Collected data entries:
# # # # #

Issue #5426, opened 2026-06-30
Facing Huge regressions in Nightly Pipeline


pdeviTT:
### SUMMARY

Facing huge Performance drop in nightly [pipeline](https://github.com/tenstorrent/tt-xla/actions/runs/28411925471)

# # # # #

Please transcribe each of the entries, exactly as written.

_Response box:_
Issue #5426, opened 2026-06-30
Facing Huge regressions in Nightly Pipeline


pdeviTT:
### SUMMARY

Facing huge Performance drop in nightly [pipeline](https://github.com/tenstorrent/tt-xla/actions/runs/28411925471)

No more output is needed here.